The Course says you do not lose anything real. You lose only the mask of a separate, guilty self. Your true individuality, as a unique expression of Love, is preserved and cherished.
3. *Attachment to guilt.*
Guilt can feel like a kind of control: “If I keep blaming myself, maybe I can prevent this from happening again.” The Holy Spirit gently says: guilt does not protect you; it only keeps you from accepting healing. Love corrects; it does not condemn.
4. *Fear of responsibility.*
If you are Love, then you are powerful. You may fear that accepting this will ask more of you than you want to give. In truth, accepting that you are Love lightens your load; you act less from strain and more from inspiration.
If resistance arises, you don’t need to fight it. You can simply say:
- “Part of me is afraid of this idea, and that’s okay.”
- “Holy Spirit, help me be willing to be shown that this is true.”
- “I don’t have to fully believe it yet; I just have to be willing to consider it.”
Today’s Practice
Here is a gentle way to practice Lesson 229 today.
1. Morning quiet (5–15 minutes)
- Sit comfortably, close your eyes if you wish.
- Take a few slow breaths.
- Say slowly, with as much sincerity as you can:
- “Love, which created me, is what I am.”
- Pause after each word. Let it sink in:
- Love… which created me… is what I am.
- If objections arise (“No I’m not,” “Look at what I did”), don’t argue. Just notice them and gently repeat the idea again, like a soft, steady bell.
You might add:
- “I am willing to remember what I am.”
- “Show me, Holy Spirit, how to see myself as You see me.”
2. Short reminders during the day
Use this idea as a gentle reset:
- Before a difficult conversation:
“Love, which created me, is what I am. Love, which created them, is what they are.”

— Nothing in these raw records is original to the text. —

PR #1121, opened 2026-01-29
Fix broken p5.* reference links in reference pages

### LINKED ISSUE #1120: Links to `p5.Element` don't work correctly

Reference

Mac OS

### Web browser and version

Brave: 1.85.120 Chromium: 143.0.7499.192 (Official Build) (arm64) 

### Actual Behavior

Each page for a component that interacts with `p5.Element`, such as `createButton`, `createSlider`, `createDiv`,  etc, and even `createElement` all have a bad link to the `Element` reference page, instead staying on current page. 

This is located in the "Returns" section of the page, as each of these components return a `p5.Element` type object.

Each of these pages experiences the same issue of a malformed URL.

Create div has this URL: `https://p5js.org/reference/p5/createDiv/`
The link to the `p5.Element` is this: `https://p5js.org/reference/p5/createDiv/#/p5.Element` which does nothing but scroll elsewhere in the same page. 

This is particularly frustrating while teaching in a classroom setting. The easiest way to get to the Element page is to search for "element" in the top bar and select "p5.Element" from the results which is unnecessary cognitive load and a huge interruption to flow of thought. **The p5.Element page is necessary for all of these as that is where the method reference is location.**

### Expected Behavior

Under the "Returns" section of each of these pages the link to `p5.Element` should be `https://p5js.org/reference/p5/p5.Element/`

### Steps to reproduce

1. Go to a reference page of a component that returns a `p5.Element`, which would be almost everything in the DOM section.
2. Scroll to "Returns"
3. Click the link in this line:

> p5.Element: new [p5.Element](https://p5js.org/reference/p5/createDiv/#/p5.Element) object.

Example (same as bove):

Page:`https://p5js.org/reference/p5/createDiv/`
The link to the `p5.Element` is this: `https://p5js.org/reference/p5/createDiv/#/p5.Element` which does nothing but scroll elsewhere in the same page. 

sure but not really

rakesh2OO5:
This PR normalizes malformed #/p5.* links in reference pages by rewriting them to /reference/p5/{type}/ at render time.

The fix applies to both Returns and Parameter descriptions, ensuring p5.Element, p5.Vector, and similar types route correctly across all DOM reference pages.

Tested locally on createDiv() .
Closes #1120.


ksen0:
Thanks for the patience. Will merge. Tested with:

* Original problem: Create div has this URL: https://p5js.org/reference/p5/createDiv/
The link to the p5.Element is this: https://p5js.org/reference/p5/createDiv/#/p5.Element which does nothing but scroll elsewhere in the same page.
* Sound part of the references: http://localhost:4321/reference/p5.Envelope and http://localhost:4321/reference/p5.Envelope/releaseTime/

PR #1170, opened 2026-02-14
format 2.0 typography tutorial for better readability

### LINKED ISSUE #1169: 2.0 typography tutorial has indentation and formatting problems

Tutorials

Mac OS

### Web browser and version

145.0.7632.45 (Official Build) (arm64)

### Actual Behavior

As shown in the image, 
* there's no indentation of the body of setup or draw.  This is the case throughout, for any code block using `<EditableSketch/>`
* the unintentionally long banner comments wrap, distracting

Also, not shown: 
* various lines wrap awkwardly, making the code harder to follow

Image

Image

Image

### Expected Behavior

As far as possible, lines should not wrap. Where they do they should not distract from the code.

### Steps to reproduce

1. visit https://beta.p5js.org/tutorials/typography-20/ 
2. make screen window as wide as possible
3. visit on mobile, too

yes!

nbogie:
Fixes #1169

### changes
Edited only [src/content/tutorials/en/typography-2.0.mdx](src/content/tutorials/en/typography-2.0.mdx)

1. For all uses of EditableSketch, add two spaces at the start of every line in the code span.  Markdown parser seems to eat two from each line that has them (before the component gets access).
  This way, the remaining _relative_ indentation the author sees is what will be rendered.
  I would suggest it for all tutorials using EditableSketch or code spans.
  Code fences with triple-backtick do not have this problem.

2. Wrap various long code lines intentionally, for readability
3. make banner comments shorter.

### testing

Tested all examples are still running
Manually checked wrapping and readability on the tutorial
  * at 765px width (just under 770px breakpoint where the side banner gets hidden)
  * at 1920px width

### screenshots

* Bodies of setup, draw functions are now indented.  
* Banner comments don't wrap (at full width window).

image

image

### DIFF
--- a/src/content/tutorials/en/typography-2.0.mdx
+++ b/src/content/tutorials/en/typography-2.0.mdx
@@ -39,22 +39,22 @@ We'll use some of p5.js 2.0's 3D features to do our block letters, so we'll crea
 When debugging a 3D sketch, adding `orbitControl()` lets us click and drag to rotate the things we've drawn. If you run the sketch now, you'll see a box that you can spin around by clicking and dragging.
 
 <EditableSketch code={`
-function setup() {
-  /////////////////////////////////////////////////////
-  // Switch to WEBGL mode at postcard size
-  /////////////////////////////////////////////////////
-  createCanvas(600, 400, WEBGL);
-}
-
-function draw() {
-  background(255);
+  function setup() {
+    /////////////////////////////////////////////
+    // Switch to WEBGL mode at postcard size
+    /////////////////////////////////////////////
+    createCanvas(600, 400, WEBGL);
+  }
   
-  /////////////////////////////////////////////////////
-  // Draw a box that you can orbit around
-  /////////////////////////////////////////////////////
-  orbitControl();
-  box(50);
-}
+  function draw() {
+    background(255);
+    
+    /////////////////////////////////////////////
+    // Draw a box that you can orbit around
+    /////////////////////////////////////////////
+    orbitControl();
+    box(50);
+  }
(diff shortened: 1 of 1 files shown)


src/content/tutorials/en/typography-2.0.mdx
```diff
@@ -1016,7 +1068,7 @@ function draw() {
   image(
     paperImg,
     0, 0, width, height, // Destination size
-    0, 0, paperImg.width, paperImg.height, // Source size
+    0, 0, paperImg.width, paperImg.height, //Src size
```
ksen0: Very minor: I think `// Source size` is better (more direct, the space is good?)

ksen0 (approved):
Just 1 minor note @nbogie , thanks for this! Happy to merge or another maintainer can.

src/content/tutorials/en/typography-2.0.mdx
nbogie: Thanks for reviewing!  

This one was a compromise.  I'd absolutely agree "Source size" is better but that it makes the line wrap and the code harder to read as a result.  I think `src` is _very_ well known abbreviation for source even for newcomers, given its use in `` and `<script src="" />` even if they haven't met a `src/` folder yet.  (It is also used in param names in two p5.Image methods).

Other options: 
* `// Source` instead of `// Src size`.
* removing the comment later when the line lengths increase

Both of these I think would be fine as they occur in a pair with `// Destination size` something like 15 times throughout the tutorial!

I think i'll change to `// Source` assuming (iirc) it fits.

PR #164, opened 2016-02-15
Run lock timeout configurable

Slania:
```
class ConfigurableRunLockTimeoutWorker
  include Sidekiq::Worker
  sidekiq_options :queue => 'background', :run_lock_expiration => 60 * 3
end
```


Slania:
We use sidekiq jobs to do things like send out emails through slow APIs. With batching on our end, their end, XML processing etc., it is actually very common for some of our workers to take a couple of minutes or more to send out a large batch (~4000) emails.

Right now, the run_lock is hardcoded to expire in 60seconds unless the lease is renewed. This PR makes it possible to configure the expiration time.

Slania:
@mhenrixon thoughts?

rails_example/app/workers/simple_worker.rb
```diff
@@ -3,7 +3,7 @@ class SimpleWorker
   sidekiq_options unique: :until_executed,
                   unique_args: -> (args) { [args.first] },
                   queue: :default,
-                  default_expiration: 3 * 60 * 60
+                  default_queue_lock_expiration: 3 * 60 * 60
```
mhenrixon, line 6: Still thinking about this but maybe `default_queue_expiration` and `default_run_expiration` would suffice. We already know it is expiration of a lock so it feels redundant. On the other hand it is very explicit. What do you think?

redis/synchronize.lua
```diff
@@ -1,13 +1,14 @@
 local unique_key     = KEYS[1]
 local time           = ARGV[1]
+local expires        = ARGV[2]
```
mhenrixon, line 3: nice, I did something like this originally.

spec/jobs/long_running_job.rb
```diff
@@ -0,0 +1,7 @@
+class LongRunningJob
+  include Sidekiq::Worker
+  sidekiq_options queue: :customqueue, retry: true, unique: :until_and_while_executing,
+                  run_lock_expiration: 7_200, retry_count: 10
```
mhenrixon, line 4: Ok got it with these names it makes for sense writing out the full thing with `default_yada`.

lib/sidekiq_unique_jobs/timeout_calculator.rb
```diff
@@ -1,34 +1,21 @@
 module SidekiqUniqueJobs
-  class TimeoutCalculator
```
mhenrixon, line 2: I would honestly prefer inheritance over composition in this case because you could clean up the child calculators a bit.  Do you see it?

lib/sidekiq_unique_jobs/queue_lock_timeout_calculator.rb
```diff
@@ -0,0 +1,25 @@
...
+
+    def initialize(item)
+      @item = item
+    end
+
+    def seconds
+      time_until_scheduled + queue_lock_expiration
+    end
+
+    def queue_lock_expiration
```
mhenrixon: could we make these two methods the same so that it quacks like a `TimeoutCalculator` that responds to a `calculator.lock_expiration` instead? Feels overly specific with the run_lock_expiration method when the class already conveys that and we don't really care much about  this. Maybe even just putting it in seconds if that is what is used in the end. Feels like we have a few methods too many in these classes.

``` ruby
module SidekiqUniqueJobs
  class TimeoutCalculator
    def self.for_item(item)
      new(item)
    end

    def initialize(item)
      @item = item
    end

    def time_until_scheduled
      scheduled = item[AT_KEY]
      return 0 unless scheduled
      (Time.at(scheduled) - Time.now.utc).to_i
    end

    def seconds
      raise NotImplementedError
    end

    def worker_class_queue_lock_expiration
      worker_class_expiration_for QUEUE_LOCK_TIMEOUT_KEY
    end

    def worker_class_run_lock_expiration
      worker_class_expiration_for RUN_LOCK_TIMEOUT_KEY
    end

    def worker_class
      @worker_class ||= SidekiqUniqueJobs.worker_class_constantize(item[CLASS_KEY])
    end

    private

    def worker_class_expiration_for(key)
      return unless worker_class.respond_to?(:get_sidekiq_options)
      worker_class.get_sidekiq_options[key]
    end

    attr_reader :item
  end
end

module SidekiqUniqueJobs
  class RunLockTimeoutCalculator < TimeoutCalculator
    def seconds
      @seconds ||= (
        worker_class_run_lock_expiration ||
        SidekiqUniqueJobs.config.default_run_lock_expiration
      ).to_i
    end
  end
end

module SidekiqUniqueJobs
  class QueueLockTimeoutCalculator  < TimeoutCalculator
    def seconds
      queue_lock_expiration + time_until_scheduled
    end

    def queue_lock_expiration
      @queue_lock_expiration ||=
        (
          worker_class_queue_lock_expiration ||
          SidekiqUniqueJobs.config.default_queue_lock_expiration
        ).to_i
    end
  end
end
```

If I am not completely off with all the flu, fever, coughing and sneezing that should do pretty much the same thing as your code but is a lot less to maintain :)

mhenrixon:
Good job, had some feedback for you @Slania. Good thinking with the naming of the lock_expiration and the default_lock_expiration. :+1:

lib/sidekiq_unique_jobs/queue_lock_timeout_calculator.rb
Slania: Seems fair to me :)

Slania:
@mhenrixon I think I have it. I used the same file for all 3 calculators just because it made sense to keep them close together and the file itself is relatively small. However, they each have their own specs though. Inheritance did make the testing a lot easier and more terse! :)

Issue #140, opened 2015-10-22
Broken compatibility with Sidekiq 3.4


morganatwishpond:
https://github.com/mhenrixon/sidekiq-unique-jobs/commit/cd1954248474c2c31f35c4fab4a2e8820b3b0a8b#diff-de9f106e9f00c47071520a6db18167cc breaks API compatibility with Sidekiq 3.4.1 when it comes to deleting jobs.

Specifically, https://github.com/mperham/sidekiq/blob/v3.4.1/lib/sidekiq/api.rb#L372 requires two params while https://github.com/mhenrixon/sidekiq-unique-jobs/commit/cd1954248474c2c31f35c4fab4a2e8820b3b0a8b#diff-de9f106e9f00c47071520a6db18167ccR71 accepts no params.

- When you feel stressed or anxious:
“I feel afraid right now, but Love, which created me, is what I am.”
- When you catch yourself in self-criticism:
“I made a mistake, but Love, which created me, is what I am. My mistake does not change my Self.”
Even a few seconds of sincere remembrance can shift your inner climate.
3. Evening reflection
Before sleep, take a moment to look back over your day:
- Where did I forget that I am Love?
- Where did I remember, even briefly?
Then say:
- “Whatever I seemed to be today, Love, which created me, is what I am now and always.”
- “I rest in that.”
Comparable ACIM Lessons
This lesson is closely connected to several others:
- **Lesson 67: “Love created me like itself.”**
Almost the same idea, emphasizing that you share the nature of your Creator.
- **Lesson 94: “I am as God created me.”**
Repeats the central identity statement of the Course. Lesson 229 is another angle on this same truth.
- **Lesson 127: “There is no love but God’s.”**
Clarifies what Love actually is, so you can better understand what it means to say you are Love.
- **Lesson 191: “I am the holy Son of God Himself.”**
A bold statement of your true Identity, beyond all roles and stories.
- **Lesson 224: “God is my Father, and He loves His Son.”**
Affirms the relationship between you and your Source, which underlies Lesson 229.
All of these lessons are slowly undoing the ego’s central claim: that you are something other than what God created.
Closing Thought
You do not have to make yourself worthy of Love. You were created by Love, as Love, and nothing has ever changed that. Today, you are simply allowing yourself to remember.
Let this be enough for today:
“Love, which created me, is what I am.”
Rest in that, as often and as gently as you can.